Preparing for an Ultramarathon

The George Blumenthal professor of political economics and a professor of international and public affairs at Columbia University, Dr. Sharyn O’Halloran has worked in the political science field for more than a quarter of a century. Outside of academia, Dr. Sharyn O’Halloran is an avid runner. She has completed several half and full marathons and recently ran a 60K ultramarathon.

Preparing for an ultramarathon takes time and dedication, especially if the race will be a runner’s first ultramarathon. Increasing running distance is an important part of training for an ultramarathon. While experienced marathoners may already be familiar with longer runs, new runners will need to gradually work their way up. Completing the full race length three to four times before the actual race is also important. Instead of doing the full length in a single day, however, it is best to complete two back-to-back long runs that add up to the total time. This gives runners a basic idea of where they need to improve without fully exhausting the body and mind.

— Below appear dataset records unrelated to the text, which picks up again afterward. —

PR #3194, opened 2023-07-21
NotifyReminderPopup uses a custom Popover

### LINKED ISSUE #3191: Notify popup misses the button sometimes

It seems the popover assumes that the thing it's pointing to won't move. If chat opens or closes after the popover appears, it looks strange.
image

janWilejan:
the antd Popover calculated the position when opened and didn't recalculate when chat opens or closes or the window scrolls, causing it to be placed wrong.

closes #3191

### DIFF
--- a/web/components/ui/NotifyReminderPopup/NotifyReminderPopup.module.scss
+++ b/web/components/ui/NotifyReminderPopup/NotifyReminderPopup.module.scss
@@ -3,6 +3,7 @@
 }
 
 .contentbutton {
+  width: 150px;
   background-color: transparent;
   border: none;
   text-align: left;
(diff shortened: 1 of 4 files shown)


gabek:
Storybook shows the popup not aligned with the button. I'm guessing this is just an issue with the popup's story, but do you know why that might be?

https://629132c6e23893003a9e89c5-equleidnrm.chromatic.com/?path=%2Fstory%2Fowncast-components-notify-reminder--active

<blockquote><div><strong><a href="https://629132c6e23893003a9e89c5-equleidnrm.chromatic.com/?path=%2Fstory%2Fowncast-components-notify-reminder--active">Webpack App</a></strong></div></blockquote>

janWilejan:
The storybook wants the popover button to be 100% width, whereas the real interface puts the popover inside a flexbox where it can't grow. When the button's container grows to full width, the popover goes over the unused space.

gabek:
Ah ha! Thanks for the fix and making Storybook happy, I had seen this bug in the past and forgot about it because I didn't see it often, so thanks for catching it.

PR #3214, opened 2023-07-26
Embed uses flexbox instead of height: 96vh+4vh

### LINKED ISSUE #3210: Embed heights seem to still be off

A change was made in #3104 to fix the statusbar not showing on embeds due to an incorrect height. But it seems now it only _kind of_ shows. I'm not sure if the problem is with the embedded content, or if the opengraph tags saying how large the frame should be needs to increased.

Embedded into a Mastodon timeline
image

From https://web.batstationrad.io/
image

janWilejan:
closes #3210

This change fixes the embed, but it also affects the main layout.

### DIFF
--- a/web/pages/embed/video/index.tsx
+++ b/web/pages/embed/video/index.tsx
@@ -1,4 +1,5 @@
 /* eslint-disable react/no-unknown-property */
+import classnames from 'classnames';
 import React, { useEffect } from 'react';
 import { useRecoilValue } from 'recoil';
 import { useRouter } from 'next/router';
@@ -102,7 +103,7 @@ export default function VideoEmbed() {
     <>
       <ClientConfigStore />
       <Theme />
-      <div className="video-embed">{getView()}</div>
+      <div className={classnames([styles.videoEmbed, "video-embed"])}>{getView()}</div>
     </>
   );
 }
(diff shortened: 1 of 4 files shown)


web/pages/embed/video/index.tsx
```diff
@@ -40,10 +40,13 @@ export default function VideoEmbed() {
    * query parameters ourselves
    */
   const path = router.asPath.split('?')[1] ?? '';
-  const query = path.split('&').reduce((currQuery, part) => {
-    const [key, value] = part.split('=');
-    return { ...currQuery, [key]: value };
-  }, {} as Record<string, string>);
+  const query = path.split('&').reduce(
```
janWilejan, line 43: why is this bot re-prettifying code that's already been prettified? I didn't even touch these lines of code.

gabek: Maybe prettier updated rules, or maybe for some reason it didn't get prettified previously. It's annoying, but I wouldn't worry about it.

gabek:
Looks like there's an issue on mobile. The player is covering the entire vertical viewport on mobile, even covering up the chat button.

image

image

gabek:
@janWilejan Not sure if you saw this, but I thought I'd ping you just in case you didn't.

PR #4209, opened 2025-02-14
fix: username wrapping for parting message

nekojanai:
Great work @nekojanai! This looks good to me. 

Maybe you can take a look at [Chat leave message](https://owncast.online/components/?path=/story/owncast-chat-messages-chat-part--regular) when Gabe is ok with your implementation as they kind of come in a set.

_Originally posted by @germainelee in https://github.com/owncast/owncast/issues/3975#issuecomment-2440462652_

---

Follow up commit to the comment above.


germainelee:
thank you!

PR #4311, opened 2025-05-04
Fix prometheus handlers

### LINKED ISSUE #4272: Prometheus Metrics broken after 0.2

Hello! I just upgraded from 0.1.3 to 0.2.1 and unfortunately it looks like prometheus metrics are not exporting in 0.2.X.  I receive a 200 but no data is returned anymore.

mahmed2000:
fixes #4272

Added a test for the prometheus endpoint, just checks if the string `owncast_instance_cpu_usage` metric exists in the response. Should be a good enough bar to clear but no clue on how to handle the rest of the methods, or if promhttp even handles those...

### DIFF
--- a/test/automated/.gitignore
+++ b/test/automated/.gitignore
@@ -1,2 +1,2 @@
 node_modules
-ffmpeg
+ffmpeg-*/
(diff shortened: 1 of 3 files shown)


gabek:
Thank you!

PR #4312, opened 2025-05-04
change go:embed call to use the go:embed all: directive

mahmed2000:
This makes use of [this](https://go-review.googlesource.com/c/go/+/359413) golang embed directive to include all files in the target static directory.

This allows embed of directories like _next without go complaining if those files are absent (like for a custom non-nextjs frontend)


gabek:
Nice, thank you!

PR #4331, opened 2025-05-08
sha-512 hash passwords longer than 72 bytes

### LINKED ISSUE #4270: bcrypt: password is limited to 72 bytes

Hi, I'm trying to upgrade an owncast instance and it shows this log:

```
time="2025-03-28T11:18:35Z" level=info msg="Migration datastore values from 3 to 4\n"
time="2025-03-28T11:18:35Z" level=fatal msg="error migrating admin password: bcrypt: password length exceeds 72 bytes"
owncast.service: Main process exited, code=exited, status=1/FAILURE
```

My admin password is indeed longer than 72 bytes, and I believe I should be able to have a password that is longer than 72 bytes, especially as this worked before.

mahmed2000:
Would close #4270, but would like some input from anyone using passwords longer than 72 bytes what the security implications of this are.

The other suggestion with this I've seen is to use HMAC-SHA instead of plain SHA. That requires adding a salt to the sha512 hash, which requires splicing and unsplicing the salt from the final bcrypt hash to store it which complicates things a bit and idk if the tradeoff is worth it.

Regardless of choice, this change is irreversible without making users reset the password with the cli flag.

TODO:
- add a test for longer passwords
- rework the db migrations to allow errors by wrapping the whole operation in a db transaction to avoid panics or errors breaking things.

### DIFF
--- a/test/automated/api/009_configmanagement.test.js
+++ b/test/automated/api/009_configmanagement.test.js
@@ -1,5 +1,6 @@
 var request = require('supertest');
 var bcrypt = require('bcrypt');
+var shajs = require("sha.js");
 
 const sendAdminRequest = require('./lib/admin').sendAdminRequest;
 const failAdminRequest = require('./lib/admin').failAdminRequest;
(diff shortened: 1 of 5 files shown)


gabek:
As far as I've heard, only one person has reported the issue with the 72 byte password. So I'm not sure we're going to see a lot of people in the wild.

mahmed2000:
Should be good to merge atp, I've tested pre v0.2.0 dbs (bcrypt addition) with this, but more verification is good. The transaction rollback impl should be a separate pr anyway.

Issue #4181, opened 2025-01-28
Webfinger error


simon-anderson:
### Share your bug report, feature request, or comment.

New 0.2.1 installation. Attempting to authenticate chat with FediAuth throws the error...

> Could not send code to fediverse: unable to get webfinger links when sending private message: invalid character '<' looking for beginning of value

![Image](https://github.com/user-attachments/assets/2d446c0f-05c8-491b-b354-dcc53588381a)

gabek:
Would you mind sharing the account you were trying to authenticate with? That looks to mean Owncast tried to look up your account, but couldn't.

mahmed2000:
Looks like a JSON decode error. The "<" would be the start of an HTML response.

Does the server in question use 301 redirects or delegation for webfinger requests by any chance?

gabek:
That's why I was trying to get the server, to see what it's actually returning for Webfinger requests. My guess it's returning an error page or only handling webfinger for specific user agents or something.

mahmed2000:
> My guess it's returning an error page or only handling webfinger for specific user agents or something.

Maybe. But its also possible its a generic 301 "Moved permanently" reverse proxy html and owncast's hadling of redirects is partly to blame for re-using any non-json reply with the `ErrUseLastResponse` for webfingers.

Even if this issue happens to be a niche case, that doesn't seem like correct behavior. Delegation isn't *un*common and it might be worth adding a content-type check anyway?

simon-anderson:
The account is simon_anderson@mastodon.social

I got a little further with the authentication this time, perhaps the earlier failure were to do with being a new instance? Owncast sent me the passcode but rejected the entry of it with the response in the screenshot, and rejected subsequent attempts with a "try again later" message..

![Image](https://github.com/user-attachments/assets/e8abd042-0f25-47ec-bc63-fdc640624d27)

gabek:
Do you see any additional errors in your browser console, or failed network requests in your network tab?

mahmed2000:
`includes...` is a js error.

https://github.com/owncast/owncast/blob/dedb5c5a40aa5d987f221d7c5f91c3a6782518a8/web/components/modals/FediAuthModal/FediAuthModal.tsx#L47

`errorMessageText` gets minified to C in the next chunks. If a raw error is set instead of a string, includes fails and buries the actual error message. 

[...]

PR #4332, opened 2025-05-08
check for webfinger status code before parsing

### LINKED ISSUE #4215: bug: if the account doesn't exist on the server, EOF error is shown
This error comes up when I enter the following in the input field. I can rectify my error by typing a different fedi handle, but what does that error mean? Can it be written differently so that viewers who have low technical knowledge would understand?

Note: I am not ety

_Originally posted by @germainelee in https://github.com/owncast/owncast/discussions/4103_

mahmed2000:
Closes #4215 

Tangentially affects #4181 since it should give some context as to *why* the remote server is returning html when json was requested.

The status code check should cover all cases where invalid/empty json is returned. So the current EOF now shows "webfinger request returned bad status code: Not Found, check account details". Invalid 200 OK gets decoded with a wrapping error to clarify context.

Could add errors more specific to the status code, or include the plain status code int in the error string.

### DIFF
--- a/activitypub/webfinger/webfinger.go
+++ b/activitypub/webfinger/webfinger.go
@@ -55,12 +55,16 @@ func GetWebfingerLinks(account string) ([]map[string]interface{}, error) {
 		return nil, err
 	}
 
+	if response.StatusCode != http.StatusOK {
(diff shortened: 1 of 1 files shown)


gabek:
Nice! Thanks!

screenshot_2025-05-10-131242

PR #4375, opened 2025-06-07
fix: improves offline embed responsiveness to small screens and long text content

### LINKED ISSUE #4319: Offline embed still looks bad

For whatever reason, we just can't get this layout to look good, even though we've iterated on it multiple times.

Image

fortyoneplustwo:
## Summary
This PR attempts to address issue #4319 by re-implementing the Offline Embed component to look nice on all screen sizes regardless of the length of its text content. This iteration tries to follow #4346 as reference while introducing some new design choices. The `css` has been re-written to be more maintainable.

### Changes
- Enforces 16:9 aspect ratio
- The stream title can span a max of 2 rows and gets clipped with an ellipsis on overflow
- The description can span a max of 3 lines and is scrollable on overflow
- The logo is larger and scales with the height of the title's container
- The background gradient now uses the user's primary theme color instead of the default purple

### Additions
- Clicking on the logo/title takes the user to the stream page

## Screenshot
Screenshot 2025-06-04 9 40 56 PM


gabek:
Looks like there's some linter errors that need to be cleaned up.

gabek:
Looks like there's a linter failure.

gabek:
When I open this embed on a fresh install of Owncast it has a blank background.

screenshot_2025-06-29-213936

fortyoneplustwo:
Looks like `--theme-color-primary` is not defined anywhere in the code base.

gabek:
Yeah, I don't think `--theme-color-primary` is a thing, it should be `--theme-color-action`. https://owncast.online/components/?path=/docs/owncast-styles-colors-palette--docs

<blockquote><div><strong><a href="https://owncast.online/components/?path=/docs/owncast-styles-colors-palette--docs">@storybook/core - Storybook</a></strong></div></blockquote>

web/components/ui/OfflineEmbed/OfflineEmbed.module.scss
```diff
@@ -1,157 +1,181 @@
...
+  container-name: wrapper;
+}
 
-  position: absolute;
-  width: 100%;
+.content {
+  // Should be able to set width: 100% and let aspect ration determine height,
+  // but then somehow doesn't come out 16:9.
+  // However setting height: 100% seems to work.
+  // Idk why, but it works so... ¯\_(ツ)_/¯
```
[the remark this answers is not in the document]
gabek: Lighten up, copilot.

web/components/ui/OfflineEmbed/OfflineEmbed.tsx
```diff
@@ -17,56 +16,58 @@ export type OfflineEmbedProps = {
...
+        <div className={styles.body}>
+          <Title level={2} className={styles.text}>
+            This stream is not currently live.
           </Title>
-
-          <div className={styles.messageContainer}>
-            <Title level={2} className={styles.offlineTitle}>
-              This stream is not currently live.
-            </Title>
-            <div className={styles.message} dangerouslySetInnerHTML={{ __html: subtitle }} />
```
gabek, line 62: The `subtitle` gets passed in here: https://github.com/owncast/owncast/blob/b50b4959d8e24bc753d86e13fcb46e0f9e0c3836/web/pages/embed/video/index.tsx#L63

It can be the offline message. The offline message is custom, and can literally be any HTML. A video, a gif, whatever. So not using `dangerouslySetInnerHTML` would break that. Also, I'm not sure if this layout is taking that custom offline message into account. We should discuss if we should even be using the custom offline message in the restricted space of the offline embed and instead just be using it on the full web page.

Here's an example of an image placed in there via HTML with the current layout (in storybook).

screenshot_2025-07-09-093832

fortyoneplustwo: The current layout does not take the custom message into account. Notice that inserting an image breaks the 16:9 aspect ratio.  

On one hand I think it makes sense for offline embeds to have a unified layout by disallowing custom messages. Restricting the UI in this way eliminates a lot of potential bugs. 

On the other hand, it's not clear to me what makes the space within the offline embed more restricted than that of the full web page. Is it the follow button? If there is not much of a difference, then our constraint isn't space and we should base our UI decisions on other criteria. Making the message container scrollable with that gradient mask at the bottom is a design that really only makes sense for text content imo. If we accept a custom message then we need to discuss how to handle overflow for all possible elements. 

I'm leaning towards disallowing the custom message at least for this milestone.

gabek: On the full web page there's almost infinite space. Here's an example where the offline banner keeps growing because the user kept adding content.

screenshot_2025-07-20-145055

But if you look at that same server that's been linked on a social network, the space is going to be more restricted, even though it (currently) has the same content in it.

screenshot_2025-07-20-145605

But yeah, some people put images in there, not just text.
screenshot_2025-07-20-145747

fortyoneplustwo: In that case, I think we should opt for a consistent layout of the offline embed by allowing text only. 

If you're okay with this I can go ahead and commit the changes to this PR.

gabek: I was just thinking about not allowing the custom offline text like you said (no images, no custom text, etc) and I thought we could do both. Using media queries, we could show the custom offline text if the viewport was large enough (for when the video embed is placed on a web page) and not use the custom offline text for small viewports like the social media use case we've been discussing above.

What do you think of that?

fortyoneplustwo: How do you decide if a viewport is large enough? Is it a fixed, predetermined value or does it depend on the size of the custom offline message? The latter option is very tricky to realize for 2 reasons:

1. We would first have to render the HTML content in a hidden div to take its measurements, so in the worst case we could be rendering twice which may impact performance.
2. Unlike images, text elements don't have width and height attributes, so we would need to compute each measurement differently depending on the type of the HTML element.

It's more feasible to set a predetermined value so that viewports under `x` width and `y` height do not render the custom offline message. The trade-off in this case is that we possibly preemptively deny messages that would have otherwise fit inside the smaller viewport. And what if the custom offline message has insane dimensions, much larger than the viewport?

It seems to me that the untyped nature of the custom offline message is the source of the problem. It makes sense on the stream's web page, where the embed is allowed to grow with the content, but not so much when it comes to embeds whose dimensions are restricted. This is why I wanted to allow text only.

gabek: > How do you decide if a viewport is large enough?

I think we just pick some common-sense values up front. I don't think we need to be measuring things on the fly.

fortyoneplustwo: Hi Gabe, sorry it took so long to complete this PR. I followed some of copilot's suggestions and applied the common-sense values as we discussed -- I picked `480px`. The changes have been pushed to the feature branch. Please review when you have some time.

gabek: Hey there @fortyoneplustwo! Would you mind opening up another PR for it?

PR #4387, opened 2025-06-17
Add a rule that passwords and stream keys must not contain any dashes

### LINKED ISSUE #3105: Can't update default admin password

image
As seen on the picture, using an example password that meets the requirements, the admin panel shows the update button but is not enabled.
Owncast self hosted using the docker image.

larcher:
This is my attempt at fixing #3105 -- ran into this when setting up Owncast for the first time, and Apple's suggested strong password didn't work because it contains dashes.

### DIFF
--- a/web/utils/config-constants.tsx
+++ b/web/utils/config-constants.tsx
@@ -619,9 +619,13 @@ export const PASSWORD_COMPLEXITY_RULES = [
     message: '- at least one digit',
   },
   {
-    pattern: /^(?=.*?[#?!@$%^&*-])/,
+    pattern: /^(?=.*?[#?!@$%^&*])/,
     message: '- at least one special character: !@#$%^&*',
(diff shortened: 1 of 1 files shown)


larcher:
I wouldn't mind trying to add some tests for this, but could use a hint on where/how to do that :)

gabek:
Hey, thanks for being up for that!

Since the UI component does the work of the actual validation, and you provide the regex, I think splitting out the regex from being inline with the component, and exporting it, then you could write a test throwing some example passwords against it to verify it's doing the right thing. For example, pass in a stream key with a dash and make sure it fails.

gabek:
Works as expected, thank you! @larcher Could you comment on the original issue so it can be assigned to you, so you get credit for closing it?

screenshot_2025-06-29-215008

PR #4392, opened 2025-06-18
fixed status and aria-live

gmarav05:
fixed the status bar aria-live issue


gabek:
Thanks for this! What screenreaders did you test this with?

gmarav05:
I have not tested it @gabek I will try to solve this.

PR #4406, opened 2025-06-30
docs: clarify admin password is not the stream key (#4405)

### LINKED ISSUE #4405: Somewhere in our documentation it still says your stream key = your admin password
This needs to be tracked down and fixed because it's incorrect.

Solomon-mithra:
Update Readme/Doc in Admin Authentication section to:

- Separate “admin password” and “stream key” terminology
- Emphasize stream key is only for streaming software (RTMP/SRT)
- Note that admin password is used for HTTP Basic auth to `/admin`

Closes #4405.

### DIFF
--- a/web/README.md
+++ b/web/README.md
@@ -55,9 +55,10 @@ The pages under `/admin` require authentication to make API calls.
 
 Auth: HTTP Basic
 
-username: admin
+- **Username:** `admin`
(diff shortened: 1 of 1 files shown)


gabek:
ha! That might literally be all it was. I was thinking about our documentation, I never once thought about our Readme. Thank you!

PR #4422, opened 2025-07-09
remove conflicting aria attributes and clean formatting

gmarav05:
This PR removes the unnecessary role="status" and aria-live="off" attributes from the Statusbar component. These values were causing accessibility and screen reader conflicts.


gmarav05:
now updated with suggestion of copilot

gabek:
Looks like there's a linter error. Thanks for continuing to look at this!

gmarav05:
yeah linter issue right.

PR #4430, opened 2025-07-11
Removed aria

### LINKED ISSUE #4382: Accessibility: aria-live implication in web/Statusbar could cause highly annoying UX
See https://github.com/owncast/owncast/blob/508895fd90396c594e2b2e712ba307d89746d655/web/components/ui/Statusbar/Statusbar.tsx#L78-L79

Because `role="status"` is set on the parent container, its aria-live implication will override the below explicit `aria-live="off"`declaration for some assistive technology, updating and pulling attention every second. This could be an issue with some screen readers, magnifying applications, or switch control schemes. 

In the worst case, this would reposition the users' focused zoom areas every second, or make screen readers output "Live for x" over and over again, which of course is highly undesired. 

I suggest removing both the `role` and the `aria-live` attributes, as neither the countdown nor the view count is relevant enough to be observed automatically anyway.

gmarav05:
This PR Removes aria in statusbar.

### DIFF
--- a/web/components/ui/Statusbar/Statusbar.tsx
+++ b/web/components/ui/Statusbar/Statusbar.tsx
@@ -73,13 +73,15 @@ export const Statusbar: FC<StatusbarProps> = ({
       rightSideMessage = `Last live ${formatDistanceToNow(new Date(lastDisconnectTime))} ago.`;
     }
   }
-
+ 
+  // removed aria 
+  // Updated formatting and cleaned up aria attributes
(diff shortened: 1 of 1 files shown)


gmarav05:
I have checked it using prettier now I think it should pass.

gmarav05:
sorry @gabek I forgot about the extra spaces I created. Thank you

gabek:
Thank you!

PR #4956, opened 2026-06-18
fix(chat): fire USER_JOINED webhook when join/part messages are disabled

### LINKED ISSUE #4950: Bug report: USER_JOINED webhook doesn't fire when "Join Messages" is disabled in admin.

I am not sure if this is intentional or not, but it would seem as if the USER_JOINED webhook only fires if Join Messages are enabled for stream. This doesn't seem intentional though, as many integrations may wish to receive word when someone joins stream, while the streamer may not wish to have the default message appear in chat. An example being an add-on that replaces the default join message.

costajohnt:
## Required checklist

---

## Description

Fixes #4950.

The admin "show join/part messages" setting (`GetChatJoinPartMessagesEnabled`) gated both the visible chat broadcast and the `USER_JOINED` webhook. Turning the setting off therefore silently stopped the webhook from firing, which breaks integrations that rely on `USER_JOINED` even when a streamer doesn't want join lines cluttering chat.

The `USER_PARTED` path already does the right thing: in `sendUserPartedMessage`, the setting gates only the broadcast while `SendChatEventUserParted` fires unconditionally. This change makes the join path symmetric.

### What changed

In `Addclient`, the gate that decided whether to call `sendUserJoinedMessage` was seeded from the display setting and also forced off for two cases (an additional client for an already-connected user, and a quick reconnect before the part was sent). That gate is renamed `isNewJoin` and seeded `true`; it still suppresses both cases (so `USER_JOINED`/`USER_PARTED` webhook pairs stay balanced), but it no longer consults the display setting.

The display setting is now checked inside `sendUserJoinedMessage` to gate only the `Broadcast`, mirroring `sendUserPartedMessage`. The webhook fires for every genuine join.

### Why it won't regress join/part balance

- New single user: `isNewJoin` true, JOIN fires; on full disconnect the part timer fires PART.
- Second client (extra tab): suppressed (not a new join); that client's disconnect is also suppressed in `handleClientDisconnected`. Neither fires.
- Quick reconnect within the part-timer window: the pending part is cancelled and the rejoin is suppressed. Neither fires.
- Messages disabled: webhook fires, broadcast suppressed (the bug being fixed).

### Logs / verification

I am not assigned to #4950 yet, but the change references it and I am happy to have it assigned for release credit.

Added `services/chat/server_test.go` with a regression test asserting the `USER_JOINED` webhook fires whether the join/part display setting is on or off, while the visible broadcast remains gated on the setting. It uses a datastore-backed webhooks service with an `httptest` capture endpoint.

```
$ go test ./services/chat/
ok  	github.com/owncast/owncast/services/chat

$ go vet ./services/chat/   # clean
$ gofmt -l services/chat/   # no output (gofumpt-clean too)
```

### DIFF
--- a/services/chat/server.go
+++ b/services/chat/server.go
@@ -138,24 +138,30 @@ func (s *Service) Addclient(conn *websocket.Conn, user *models.User, accessToken
 		ConnectedAt: time.Now(),
 	}
 
-	shouldSendJoinedMessages := s.configRepository.GetChatJoinPartMessagesEnabled()
+	// isNewJoin tracks whether this connection is a genuinely new chat join, as
+	// opposed to an additional client for an already-connected user or a quick
+	// reconnect. The admin "show join/part messages" setting is intentionally
+	// NOT consulted here: it governs only the visible broadcast in
+	// sendUserJoinedMessage, not whether the join occurred (so webhooks still
+	// fire when join/part messages are hidden). See #4950.
+	isNewJoin := true
 
-	// If there are existing clients connected for this user do not send
-	// a user joined message. Do not put this under a mutex, as
-	// GetClientsForUser already has a lock.
+	// If there are existing clients connected for this user this is not a new
+	// join. Do not put this under a mutex, as GetClientsForUser already has a
+	// lock.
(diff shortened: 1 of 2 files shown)


gabek (approved):

gabek:
Awesome, thank you so much!

PR #4961, opened 2026-06-21
feat: webhook authentication

### LINKED ISSUE #4951: Feature request: Webhook authentication

Webhooks should have some form of authentication to verify that they are being sent by the Owncast server and not being spoofed. The most simple solution would be to create some sort of bearer token for the webhook that can be verified by the webhook listener, but I'm sure better solutions exist; HMAC signatures are used by many sites that support webhooks (including Github!). 

See [the Wikipedia article about Webhooks and Authentication](https://en.wikipedia.org/wiki/Webhook#Authenticating_the_webhook_notification) to read more about webhook authentication methods.

AnonymousXC:
## Required checklist

---

## Description
1. Added a `webhookSecret` key in config datastore 
2. Added a new header `owncast-authentication` in the webhook post request
3. Added the logic of webhook auth at `services/webhooks/auth.go`
4. Added update webhook secret field at `/admin/config/server/

closes #4951


AnonymousXC:
@gabek Could you please take a look at this PR? I'll open an pr to update the docs too. Thanks!

gabek:
I just want to bring up one thought. Currently with this solution there's a single webhook secret that all webhooks share. So if one needs to rotate it, all the webhooks would need to be updated. It's also _slightly_ a security thing if a bunch of 3rd parties know each other's secret.

I wonder if it would make sense to have a per-webhook secret. What do you think?

AnonymousXC:
> I just want to bring up one thought. Currently with this solution there's a single webhook secret that all webhooks share. So if one needs to rotate it, all the webhooks would need to be updated. It's also _slightly_ a security thing if a bunch of 3rd parties know each other's secret.
> 
> I wonder if it would make sense to have a per-webhook secret. What do you think?

I think that would be even better. Keeping different webhook secret for different webhook url will surely increase the security and flexibility. I'll update it soon.

AnonymousXC:
@gabek I was thinking whether to encrypt the webhook secret before saving it to the database(just like the datastore/config repository), it would be better to encrypt the webhook secret for better security but i think it will also add an extra overhead of decryption on each webhook call. What are your views on this trade off? or, is there a better way to handle this problem that I might be overlooking?. Thanks!

gabek:
I don't think it's needed to encrypt it. I think it's more akin to how we treat stream keys than how we treat the admin password.

AnonymousXC:
> I don't think it's needed to encrypt it. I think it's more akin to how we treat stream keys than how we treat the admin password.

Got it, that distinction makes sense. The PR is ready from my end and open to any changes or feedback you have.

gabek:
Thank you!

Since ultramarathons are so long, runners must learn to keep themselves comfortable and hydrated during the run. Although there are aid stations set up along ultramarathon courses, they may not be interspersed enough throughout the course for runners to stay strong. Bringing a hydration pack can be extremely helpful for this. Further, runners may place drop bags along the race that contain food and other nutrition items, and they should practice going through these packs quickly and efficiently to ensure valuable time is not wasted. Additionally, certain clothing items may not be as comfortable during the longer run, so testing out different garments while training can be helpful.